═══ Data to examine

PR #434, opened 2026-07-22
feat: ACI-5095 refresh xcelerate proxy auth token via TTL-cached AuthProvider

Badlazzor:
## Problem

The Xcode xcelerate proxy resolves auth **once at startup** and hands the resulting `CacheAuthConfig` to a long-lived `kv.Client`. Every RPC inside that proxy session reuses the same in-memory token. If the PAT rotates mid-session (or the underlying keychain / multiplatform-credentials file is updated), the proxy must be restarted for the fresh token to take effect. Every other build tool (Gradle, Bazel, ccache, RN) already re-reads credentials on demand.

Tracked in ACI-5095.

## Design

**`configcommon.ExpiryAwareResolver`** — per-RPC re-read that routes OAuth-managed keychain reads through `oauth.EnsureFresh` (expiry-aware refresh + rotation), and falls through to the pure `ResolveAuthConfig` for env-var / file / multiplatform / JWT-fallback sources.

- New `kv.AuthSource` interface (single method: `Get() common.CacheAuthConfig`) is consumed by `kv.Client` on **every** RPC (via `getMethodCallMetadata`). Both the `authorization` header and the `x-org-id` header are read from the fresh value.
- `kv.NewClientParams.AuthSource` is optional. When nil, `NewClient` wraps the existing `AuthConfig` in a `staticAuthSource` — existing Gradle / Bazel / ccache / doctor / test call-sites keep working unchanged.
- `configcommon.ExpiryAwareResolver.Get()`:
  - Calls the pure `ResolveAuthConfig` first (env → keychain → file → multiplatform → JWT-fallback precedence).
  - If the resolved source is `AuthSourceKeychain` AND a `RefreshFunc` is wired in, invokes it (production wraps `oauth.Config.EnsureFresh`, which refreshes only within `refreshSkew` of `PATExpiry` and owns the refresh token via the store).
  - On refresh error: log-warn, serve the plain `ResolveAuthConfig` result (best-effort — downstream RPC will 401 if the token is truly dead).
- Xcode analytics client swaps its static `accessToken string` for a `tokenSupplier func() string` fed by the same resolver — invocation / cache-operation PUTs pick up rotated tokens too.

**Layering note**: the resolver uses a `RefreshFunc = func(ctx) (pat, wsid, error)` functional seam instead of a direct `oauth.Config` field, because `internal/oauth → internal/auth/store → internal/config/common` is a cycle. The closure wrapping `oauth.Config.EnsureFresh` lives at the `cmd/xcode/xcelerate_start_proxy.go` boundary where both packages are already imported.

## What is NOT touched

- Gradle, Bazel, RN, ccache paths — same behaviour as before (they wrap `AuthConfig` in the static source).
- On-disk config (`~/.bitrise-xcelerate/config.json`) — `AuthConfig` is still stripped at save.
- The CI-asserted log lines from `internal/ccache/*` (untouched).
- Non-OAuth sources fall through to plain `ResolveAuthConfig` — same behavior as before.

## Test plan

- [x] `make lint` clean.
- [x] `go test -tags unit -race ./...` green modulo the two pre-existing failures on `main` (`internal/xcelerate/enrichment/*` glob/orphan tests, and `pkg/ccache TestActivator_Activate/returns_error_when_auth_config_is_missing` when the dev keychain is populated).
- [x] `internal/config/common/expiry_aware_resolver_test.go` — non-OAuth source uses plain resolve, OAuth source uses refreshFn, refreshFn error falls back to plain cfg, nil refreshFn falls through, ResolveAuthConfig error returns cfg + log-warn.
- [x] `internal/build_cache/kv/authsource_internal_test.go` — `getMethodCallMetadata` returns fresh token/workspace on every call when the source rotates; stable when it doesn't.
- [x] Existing `Test_XcelerateProxy` assertion holds — proxy authorization header updates on every RPC.

## Review rounds

**Round 1 (Zsolt):**
- Thread `r3630875475` — `NewAuthProvider` signature drops the initial seed arg (commit `38ab2c1`)
- Thread `r3630881952` — resolver-error path no longer advances `fetchedAt` (commit `9206c97`)
- Thread `r3630901910` — TTL cache moved into `configcommon.CachingAuthResolver`, `internal/xcelerate/authprovider.go` deleted (commits `30f3ea1` + `ffe7e95`)
- Thread `r3630915325` — `feature-e2e-xcelerate-auth-refresh` workflow deleted (commit `92d651a`)

**Round 2 (Zsolt, comment `r3637034267`):**
- TTL cache dropped entirely — `ExpiryAwareResolver` calls per-RPC through `oauth.EnsureFresh` for OAuth-managed sources (commit `b828d97`). Real expiry-aware refresh replaces the 60s blind timer.


internal/xcelerate/authprovider.go
```diff
@@ -0,0 +1,92 @@
...
+	mu        sync.RWMutex
+	cached    common.CacheAuthConfig
+	seeded    bool
+	fetchedAt time.Time
+	nowFn     func() time.Time
+}
+
+// NewAuthProvider constructs a provider seeded with initial so the first Get
+// returns without calling resolver. Subsequent Gets refresh once ttl elapses.
+func NewAuthProvider(initial common.CacheAuthConfig, resolver AuthResolver, ttl time.Duration, logger log.Logger) *AuthProvider {
```
zsolt-marta-bitrise: I don't see why we pass both the authconfig and the authresolver. Can we just pass the resolver and call get on it? Would simplify this

internal/xcelerate/authprovider.go
```diff
@@ -0,0 +1,92 @@
...
+	if p.resolver == nil {
+		return p.cached
+	}
+
+	fresh, err := p.resolver()
+	if err != nil {
+		if p.logger != nil {
+			p.logger.Warnf("xcelerate auth token refresh failed, using cached value: %s", err)
+		}
+		p.fetchedAt = p.nowFn()
```
zsolt-marta-bitrise: In case of error I don't think we should save the fetchedAt, our token might be stale

internal/xcelerate/authprovider.go
```diff
@@ -0,0 +1,92 @@
...
+	fetchedAt time.Time
+	nowFn     func() time.Time
+}
+
+// NewAuthProvider constructs a provider seeded with initial so the first Get
+// returns without calling resolver. Subsequent Gets refresh once ttl elapses.
+func NewAuthProvider(initial common.CacheAuthConfig, resolver AuthResolver, ttl time.Duration, logger log.Logger) *AuthProvider {
+	p := &AuthProvider{
+		resolver: resolver,
+		ttl:      ttl,
```
zsolt-marta-bitrise: Why is this handled here and not in the auth resolver? The access token can be read as many times as we want, why do we guard `configcommon.ResolveAuthConfig`? If we are guardign the backend, isn't it the job of configcommon to do so because ultimately it decides if we need to refresh the token (it should have access to the refresh token anyways)

bitrise.yml
```diff
@@ -1370,6 +1370,97 @@ workflows:
             assert_xcode_no_orphan_invocations_for_build "$BITRISE_BUILD_SLUG" "$INVOCATION_ID"
     - deploy-to-bitrise-io: {}
 
+  feature-e2e-xcelerate-auth-refresh:
+    description: |
+      ACI-5095: proves the AuthProvider 60s TTL refresh path actually fires in
```
zsolt-marta-bitrise: I think this is a bit of an overkill for an e2e test, especially because we are depending on internal logs to verify instead of real token validity. Unit tests shuld be fine (and we're getting these xcode tests a bit too bloated). So either test token expiration (not sure if we can mint very short tokens), or rely on unit test

internal/xcelerate/authprovider.go
Badlazzor: right, sounds better 👍

internal/xcelerate/authprovider.go
Badlazzor: Done in 38ab2c1 — dropped the `initial` param; first `Get()` calls the resolver under write-lock. Same behavior end-to-end, cleaner surface.

internal/xcelerate/authprovider.go
Badlazzor: Good catch. Fixed in 9206c97 — `fetchedAt` no longer updates on resolver error, so the next `Get()` retries within the TTL window instead of waiting the full 60s. New test `TestAuthProvider_ResolverErrorRetriesNextCall` covers it.

internal/xcelerate/authprovider.go
Badlazzor: Agreed and done in 30f3ea1 + ffe7e95. New `configcommon.CachingAuthResolver` owns the TTL cache. Xcelerate proxy uses it; `internal/xcelerate/authprovider.go` deleted. Kept the pure `ResolveAuthConfig` untouched — the ~25 one-shot callers (command entry points) don't want stateful caching. When we add JWT refresh later it'll slot into the same `configcommon` layer.

bitrise.yml
Badlazzor: Agreed. Deleted the workflow in 92d651a. Unit tests cover both refresh-after-TTL and error-retry-next-call, so nothing lost.

zsolt-marta-bitrise:
[//]: # ([skip ci])



## Summary
Implement per-RPC auth refresh for Xcode xcelerate proxy via ExpiryAwareResolver. Routes OAuth-managed keychain reads through expiry-aware refresh while falling back to plain ResolveAuthConfig for other sources. Enables token rotation mid-session without proxy restart.


## Walkthrough
| File | Summary |
|------|---------|
| internal/config/common/expiry_aware_resolver.go, expiry_aware_resolver_test.go | New ExpiryAwareResolver that calls RefreshFunc for OAuth keychain sources, falls back to plain ResolveAuthConfig for env/file/multiplatform/JWT sources, and uses context.WithoutCancel to decouple from signal context. |
| internal/build_cache/kv/client.go, methods.go, authsource_internal_test.go | Introduce AuthSource interface for per-RPC credential retrieval. Client calls authSource.Get() on every RPC via getMethodCallMetadata. Backward compatible: nil AuthSource wraps AuthConfig in staticAuthSource. |
| cmd/common/client.go | Add optional AuthSource parameter to CreateKVClientParams, passed through to kv.NewClient for per-RPC refresh. |
| cmd/xcode/xcelerate_start_proxy.go | Wire ExpiryAwareResolver as AuthSource to kv.Client and analytics bundle for per-RPC token refresh. Use context.WithoutCancel to prevent signal context cancellation. |
| cmd/xcode/restoreXcodeDerivedDataFiles.go, saveXcodeDerivedDataFiles.go, xcodebuild.go | Update analytics client to use tokenSupplier func instead of static accessToken string. |
| internal/xcelerate/analytics/client.go, cache_operations.go, invocations.go | Replace static accessToken with tokenSupplier func() string, called on every request for fresh credentials. |
| internal/config/common/benchmark.go, benchmark_test.go | Add Getenv field to BenchmarkPhaseClient for test injection and env var override support. |

internal/xcelerate/authprovider.go
zsolt-marta-bitrise: Thanks — but stepping back, I'm not sure the TTL cache is the right primitive here, and I don't think we need this class at all.

As wired, `CachingAuthResolver` wraps `ResolveAuthConfig`, which is a pure local re-read (env → keychain → file → multiplatform). It refreshes nothing — `internal/oauth.EnsureFresh` is never called on this path (only `auth login` calls it). So two things:

1. It doesn't actually solve the mid-session rotation problem for OAuth tokens. The resolver just re-reads whatever PAT is already in the keychain; a rotation only propagates if something *else* rewrote the store. The TTL re-reads, it doesn't refresh.
2. Since the wrapped resolve is cheap local IO, the only thing the 60s TTL buys is avoiding those reads — at the cost of up to 60s staleness. For rotation pickup we could just call `ResolveAuthConfig` per-RPC (same as the other tool paths) with zero staleness and no new class.

The expiry-aware logic we actually want already exists one layer down: `EnsureFresh` refreshes only within `refreshSkew` of `PATExpiry`, and it owns the refresh token. That's the "configcommon decides when to refresh" I was after. A blind 60s timer is a worse proxy for it — it either refreshes needlessly while the token is valid for hours, or serves an expired token for up to 60s.

Proposal: drop the TTL class. Route the resolver through the expiry-aware path — call `EnsureFresh` when the credential is OAuth-managed keychain, fall through to the plain re-read otherwise — and have the proxy call the resolver per-RPC. Instant rotation pickup, network refresh only near expiry, nothing arbitrary to reason about.

Badlazzor: Agreed and done in `b828d97`. `CachingAuthResolver` + tests deleted. New `configcommon.ExpiryAwareResolver` routes OAuth-managed keychain reads through a refresh closure (production wraps `oauth.Config.EnsureFresh`) and falls through to the pure `ResolveAuthConfig` for env-var / file / multiplatform / JWT-fallback sources. Proxy calls `Get()` per RPC — no TTL, no staleness, no arbitrary timer.

Used a functional seam (`RefreshFunc = func(ctx) (pat, wsid, error)`) instead of a direct `oauth` import from `configcommon` because `internal/oauth → internal/auth/store → internal/config/common` is a cycle. The closure wrapping lives at the `cmd/xcode` boundary where both packages are already imported.

internal/config/common/expiry_aware_resolver.go
```diff
@@ -0,0 +1,60 @@
...
+)
+
+// RefreshFunc plugs a live credential source (e.g. oauth.Config.EnsureFresh) into ExpiryAwareResolver without pulling internal/oauth into this package (would cycle via internal/auth/store).
+type RefreshFunc func(ctx context.Context) (pat string, workspaceID string, err error)
+
+type resolveFunc func(envs map[string]string) (CacheAuthConfig, AuthSource, error)
+
+// ExpiryAwareResolver routes OAuth-managed keychain reads through refreshFn (expiry-aware refresh + rotation) and falls back to plain ResolveAuthConfig for env / file / multiplatform / JWT sources.
+type ExpiryAwareResolver struct {
+	ctx       context.Context //nolint:containedctx // resolver is called per RPC without a fresh ctx
```
zsolt-marta-bitrise, line 16: [bitrise-plugin-ai-reviewer]: internal/config/common/expiry_aware_resolver.go:16:0:b828d97a

[//]: # ([skip ci])


**🐛 Bug**

The stored context is the proxy's signal context (created via signal.NotifyContext). During graceful shutdown, this context will be cancelled, causing all subsequent refresh calls to fail immediately. The resolver should use context.Background() or a fresh context for each refresh call instead of the stored signal context.

<details>

```
In internal/config/common/expiry_aware_resolver.go at line 16, Use context.Background() for refresh calls instead of the stored signal context. The signal context should only control proxy shutdown, not individual RPC credential refreshes.
```

</details>

cmd/xcode/xcelerate_start_proxy.go
```diff
@@ -162,10 +163,23 @@ func StartXcodeCacheProxy(
...
+	oauthCfg.Logger = initialLogger
+	refreshFn := func(ctx context.Context) (string, string, error) {
+		creds, err := oauthCfg.EnsureFresh(ctx)
+		if err != nil {
+			return "", "", fmt.Errorf("ensure fresh oauth credentials: %w", err)
+		}
+
+		return creds.PAT, creds.WorkspaceID, nil
+	}
+	authProvider := configcommon.NewExpiryAwareResolver(ctx, envProvider, refreshFn, initialLogger)
```
zsolt-marta-bitrise: [bitrise-plugin-ai-reviewer]: cmd/xcode/xcelerate_start_proxy.go:176:0:b828d97a

[//]: # ([skip ci])


**🐛 Bug**

The ExpiryAwareResolver is initialized with `ctx` (which is `signalCtx` from line 117). This context will be cancelled when a SIGTERM or SIGINT signal is received. After cancellation, all subsequent RPC calls will attempt to use the cancelled context in the `refreshFn` closure (line 169), causing all auth refresh attempts to fail with "context cancelled" errors. The proxy should use a non-cancellable context for the resolver to ensure auth refreshes work throughout the proxy's lifetime, even after receiving shutdown signals.

🔄 Suggestion:
```suggestion
	authProvider := configcommon.NewExpiryAwareResolver(context.WithoutCancel(ctx), envProvider, refreshFn, initialLogger)
```

zsolt-marta-bitrise (commented):

zsolt-marta-bitrise (approved):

══════

▶ [The problem] Find the lines in the data that include "want", then copy each of them.

▶ [Result below]
zsolt-marta-bitrise: Why is this handled here and not in the auth resolver? The access token can be read as many times as we want, why do we guard `configcommon.ResolveAuthConfig`? If we are guardign the backend, isn't it the job of configcommon to do so because ultimately it decides if we need to refresh the token (it should have access to the refresh token anyways)
Badlazzor: Agreed and done in 30f3ea1 + ffe7e95. New `configcommon.CachingAuthResolver` owns the TTL cache. Xcelerate proxy uses it; `internal/xcelerate/authprovider.go` deleted. Kept the pure `ResolveAuthConfig` untouched — the ~25 one-shot callers (command entry points) don't want stateful caching. When we add JWT refresh later it'll slot into the same `configcommon` layer.
The expiry-aware logic we actually want already exists one layer down: `EnsureFresh` refreshes only within `refreshSkew` of `PATExpiry`, and it owns the refresh token. That's the "configcommon decides when to refresh" I was after. A blind 60s timer is a worse proxy for it — it either refreshes needlessly while the token is valid for hours, or serves an expired token for up to 60s.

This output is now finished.